AzureStor: an R package for working with Azure storage

Storage endpoints

Perhaps the more relevant part of AzureStor for most users is its client interface to storage. With this, you can upload and download files and blobs, create containers and shares, list files, and so on. Unlike the ARM interface, the client interface uses S3 classes. This is for a couple of reasons: it is more familiar to most R users, and it is consistent with most other data manipulation packages in R, in particular the tidyverse.
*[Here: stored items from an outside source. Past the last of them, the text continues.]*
PR #4648, opened 2021-01-30
3849 win conditions fixes

hessenfarmer:
fixes #3849 
fixes #3190
fixes #2121
reduces the effect of #1037

supersedes #3742

Issue #3849, opened 2020-04-14
Player can be resurrected and has no fog of war.


stonerl:
**Describe the bug**
We had a very interesting bug. A player got defeated because his last warehouse got destroyed and then relegated to spectator. The fog of war was lifted, and he could see everything. He had a few minutes after he got defeated a warehouse that was under construction was finished and the player got back into the match.

This was kind of unexpected. Also, the resurrected player had no fog of war anymore and had an advantage over the others.

Edit:

The player also can look into others buildings but cannot attack.

Noordfrees:
What exactly does "got back into the match" mean – was the player able to build buildings and stuff? What did the end-of-game table say about this player's state?

stonerl:
> was the player able to build buildings and stuff?
Yes.
He got the "You got defeated" message but after the warehouse was finished he got back into the game. 

I'll upload the replay as soon as the game is finished.

hessenfarmer:
This has been reported some times before. Personally I didn't know how to fix that, until #3742. Discussion in forums was unclear whether to fix it at all, cause if you manage to get a constructionsite with all wares to build a warehouse why should you be defeated. 
So for me there are 2 solutions: 
a) just destroy all port and warehouse constructionsites, as well as expedition ships once the last existing warehouse/port has been destroyed. This would be my preferred solution. as it would be consistent.
b) allow ressurection by having a full constructionsite or an expedition ship left. In this case we need to check for this possibilities before lifting the fog of war so a real resurrection can take place.     
  
I believe a) is easier and more consistent, but offers less options. Should be discussed in the forums imho. I'll try to find some old thread for this.

stonerl:
Here is the replay. The player in question is the green one.

[Archive.zip](https://github.com/widelands/widelands/files/4477761/Archive.zip)

PR #6537, opened 2024-09-12
ComputerPlayer: neutering AI for eliminated players

### LINKED ISSUE #1037: AI player continues building activity when defeated
An AI player was defeated but continues activity to build new houses.
Savegame attached, it is the red player to the North of the big island.
Related bug #1644858.

 * date created: 2016-11-25T14:54:23Z
 * owner: 7010622-q-deactivatedaccount
 * the launchpad url was https://bugs.launchpad.net/bugs/1644857

cake-pie:
## Part 1
(commits [5d9f4d93 thru e432e8f5](https://github.com/widelands/widelands/compare/master...e432e8f5))

**Type of change**
Bugfix / Enhancement

**Issue(s) closed**
Fixes #1037

**New behavior**
Result reporting for players has separate category for elimination (a loss in which the player is unable / not allowed to continue playing), differentiated from other losses where player can carry on if "continue playing" option is selected, such as loss declared by wincondition after time limit elapsed (e.g. wood gnome).

AI stops `think`ing if its player has been eliminated from the game.

**How it works**

Result reporting changes:
- new `kEliminated` entry in `PlayerEndResult` enum
- by contrast, `kLost` is for when player can carry on playing -- AI should not deactivate in these cases
- `kWon` can also keep playing; `kResigned` may not
- scripting docu updated, win conditions scripts checked and adjusted as needed

AI changes:
- `think()` in `ComputerPlayer` and its derived classes renamed to `do_think()`
- new `ComputerPlayer::think()` invokes `think_impl_`, a pointer to member function which is initialized to `do_think()`
- `ComputerPlayer::set_thinking()` changes whether `think_impl_` points at `do_think()` or empty function `do_no_think()`

During simulation:
- (in lua) when win condition checks detect player has been eliminated, `wl.game.report_result` is called
- this is routed to `report_result()` in respective `GameController`s; if the player has been eliminated, `ComputerPlayer::set_thinking()` is called to tell the AI that the game is over for it.

Loading from save:
- check if player has an associated `PlayerEndStatus` that contains "eliminated" or "resigned" result; inactivate the AI if so.

Other win conditions tweaks:
- This is subject to the frequency of `check_player_defeated()` tests in win condition lua scripts. Depending on timing, AI can perform actions within the brief duration after destruction of last warehouse has occurred but before getting neutered by `check_player_defeated()`
  - Most win conditions run the check every 1000ms, but couple were per 5000ms -- those have been reduced to 1000ms as well, for consistency, and reducing the window of opportunity in which AI can act.
  - polling frequency could be increased further, but not sure is worth the trade off. Event-driven approach ultimately needed to fully eliminate delay between warehouse destroyed -> player loss detected.
- In `check_player_defeated()`, any remaining warehouses, milsites and constructionsites of the defeated player are being deleted (incl. to prevent #3849) but there was a 400ms sleep added in between each building, with the rationale of the delay "to create drama". This has been removed, as it can add up to several seconds when there are many buildings to be deleted, and causes substantial delay to result reporting (and thus AI deactivation) -- this allows fresh construction sites to get placed in the meantime, that will fail to be removed.

- In #1037 it was suggested to replace the AI with EmptyAI upon defeat. I've opted against this for future-proofing reasons -- it is not inconceivable that some new mechanics or game mode could be introduced in future that might give a defeated player a second chance or otherwise resurrect them, in which case the chosen approach would make it trivial to reactivate the same AI (that has remained in place) vs needing to figure out what kind of AI to (re)instantiate.
- Rather than having separate `think_impl_`, just make `think` the pointer -- but this would a) expose it to being modified from elsewhere, and b) be quite gnarly to call from outside the class -- hence opted to keep `think()` as somewhat like an accessor so that its users can remain unchanged.
- Test `Player::is_defeated‎()` as the criteria. This is unsuitable in several ways. First, the function is not fit for purpose, as the precise definition of defeat has changed since it was implemented. (See Part 2 below for more.) It also doesn't work for the intended purpose when starting a new game, because at time = 0 no buildings have been populated in yet. Furthermore, having the AI code itself make the determination that it has lost and should cease thinking/acting is another downside; determination of victory/defeat should be sole purview of win condition scripts.

**Additional context**
- Has no effect in "Endless Game" mode, which by design doesn't have any definition of defeat -- and thus does not have a main loop that calls `check_player_defeated()` -- see #4648

---

## Part 2
(commits [0c857eeb onwards](https://github.com/widelands/widelands/compare/e432e8f5...5af081ee))

**Type of change**
Refactoring

**Issue(s) closed**
Original intent was cleanup, refactoring out parts of DefaultAI code that contained "have I been defeated?" checks, now rendered redundant. This snowballed into several related changes, all involving `Player::is_defeated‎()`.

`Player::is_defeated‎()` has a misleading name; its behavior only checks if player has zero warehouses -- in the past this alone had been necessary and sufficient conditions for declaring player defeat, but it is no longer correct. Since the addition of expeditions (#3692), the win condition lua scripts have included additional logic to correctly handle shipboard starts, which don't have any warehouses initially. And as of #4648, endless games have no defeat conditions. Hence, its behavior has diverged from the actual definition of defeat for certain start + win condition combinations. Continued existence of this inaccurately-named method poses a risk of incorrect code being written, taking the function name at face value -- in fact, this has aleady happened.

**New behavior**
Function no longer exists.

**How it works**
Changed uses of the function on a case-by-case basis, see details below.

Retain the function but rename appropriately it, perhaps `Player::has_no_warehouse()`. This was what I did at first, but after working through the various uses, almost all of them didn't need it anymore -- the only user left was win conditions scripting, via the similarly misnamed `wl.game.Player.defeated` -- that too had to be addressed (by deprecation) and alternative means have been implemented to replace it.

### 2.1 Automatically invalidate pending diplomatic actions involving eliminated players 

**Type of change**
Refactoring / Enhancement

**Issue(s) closed**
If the computer player has already been defeated (faulty `Player::is_defeated‎()` test), `DefaultAI` performs cleanup of pending diplomatic actions by "manually" rejecting any outstanding team invites or join requests from other players to it. Since AI now gets switched off upon elimination, this needs to happen elsewhere.

No such cleanup previously existed in the case of human players; it should be implemented as well.

**New behavior**
Whenever a player (regardless of human/AI) resigns or is eliminated, any outstanding team invite or join request to/from them is automatically rendered invalid. This is not done if the player has lost but is not eliminated, since they can continue playing.

**How it works**
Per part 1 above, result reporting now differentiates between eliminated players vs those who can continue playing. `report_result()` in various `GameController`s will, in the case of player resignation / elimination, call `Game::invalidate_pending_diplomacy_actions()`, which takes the player number of that player and delete any entries that involves them.

Removed stale code from `DefaultAI`.

### 2.2 Fix faulty check for "other player is defeated" in AI logic

**Type of change**
Bugfix

**Issue(s) closed**
`DefaultAI` keeps track of some stats and a "diplo score" for the other players. If another player is "defeated" (faulty `Player::is_defeated‎()` test), the stats get zeroed and the diplo score set to -20.

**New behavior / How it works**
Stats reset occurs for resigned / eliminated players, as determined by player end status (if any) fetched from `PlayersManager`.

### 2.3 Other stale code in `DefaultAI`

**Type of change**
Refactoring

**Issue(s) closed**
If AI is defeated (faulty `Player::is_defeated‎()` test):  
Some code in `DefaultAI` was gated behind such checks so it wouldn't be run  
Stats and diplo score for all other players reset

**New behavior / How it works**
Stale code removed.

### 2.4 Fix `ParticipantList`

**Type of change**
Bugfix / Enhancement

**Issue(s) closed**
In code added in #4344, related to chat panel, `ParticipantList::get_participant_defeated()` calls `Player::is_defeated‎()`, taking it at face value. This function isn't actually utilised anywhere, but presumably it could be used to add some color or other indicator for chat participants who are already defeated in the game. This would not work correctly due to deviation of `Player::is_defeated‎()` e.g. for players that have picked Discover or New World starts before completion of their first warehouse.

**New behavior**
Checks for presence of reported PlayerEndStatus, obtains result from that. `ParticipantList::get_participant_defeated()` returns true if player has had a reported result of lost, resigned, or eliminated.

New functions added: `ParticipantList::get_participant_end_result()` and `ParticipantList::get_participant_victorious()`

**How it works**
`ParticipantList::get_participant_end_result()` fetches player end status (if any) from `PlayersManager`; the other two methods use it to check the result.

### 2.5 Deprecated `wl.game.Player.defeated`

**Type of change**
Refactoring / Enhancement

**Issue(s) closed**
For lua scripting, `wl.game.Player.defeated` wraps `Player::is_defeated‎()`. It is used as _input_ to win condition scripts, factoring into the declaration of player elimination, but like `Player::is_defeated‎()`, its name could lead to it being misinterpreted as an indicator of whether the player has in fact already been defeated.

**New behavior / How it works**
* New `wl.game.Player.lost` attribute added that actually checks if the player has already been declared to have lost (lost or eliminated); works by retrieving player end status (similar to pre-existing `wl.game.Player.resigned`)
* New methods `wl.game.Player.get_buildings_of_type` and `wl.game.Player.get_constructionsites_of_type` added
* `wl.game.Player.defeated` deprecated, documentation suggests `wl.game.Player.lost` or `wl.game.Player.get_buildings_of_type` instead
* `wl.game.Player.defeated` internally uses `wl.game.Player.get_buildings_of_type("warehouse")` instead of `Player::is_defeated‎()` ([validated](https://github.com/widelands/widelands/actions/runs/10927433308) by testsuite at commit 4530e497)
* win conditions scripts refactored to use `wl.game.Player.get_buildings_of_type("warehouse")` instead of `wl.game.Player.defeated`

**Possible regressions**
scripting addons

### 2.6 Minor driveby refactorings

**Type of change**
Refactoring

**Issue(s) closed**
a0d94202 Add protection against null pointers in `LuaPlayer::get_end_result()` (`wl.game.Player.end_result`).
921cd262 Tidy up ordering in `src/scripting/lua_game.h`


cake-pie:
> "continue playing" option

point taken, will look into it

kmk142789 (approved):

The starting point for client access is the storage_endpoint object, which stores information about the endpoint of a storage account: the URL that you use to access storage, along with any authentication information needed. The easiest way to obtain an endpoint object is via the storage account resource object’s get_blob_endpoint() and get_file_endpoint() methods:

1
2
3
4
5
6
7
8
9
10
11
12
13
14
15
16
17
18
19
20
# get the storage account object
stor <- AzureRMR::az_rm$
 new(tenant="{tenant_id}", app="{app_id}", password="{password}")$
 get_subscription("{subscription_id}")$
 get_resource_group("myresourcegroup")$
 get_storage_account("mynewstorage")

stor$get_blob_endpoint()
# Azure blob storage endpoint
# URL: https://mynewstorage.blob.core.windows.net/
# Access key: <hidden>
# Account shared access signature: <none supplied>
# Storage API version: 2018-03-28

stor$get_file_endpoint()
# Azure file storage endpoint
# URL: https://mynewstorage.file.core.windows.net/
# Access key: <hidden>
# Account shared access signature: <none supplied>
# Storage API version: 2018-03-28

This shows that the base URL to access blob storage is https://mynewstorage.blob.core.windows.net/, while that for file storage is https://mynewstorage.file.core.windows.net/. While it’s not displayed, the endpoint objects also include the access key necessary for authenticated access to storage; this is obtained directly from the storage account resource.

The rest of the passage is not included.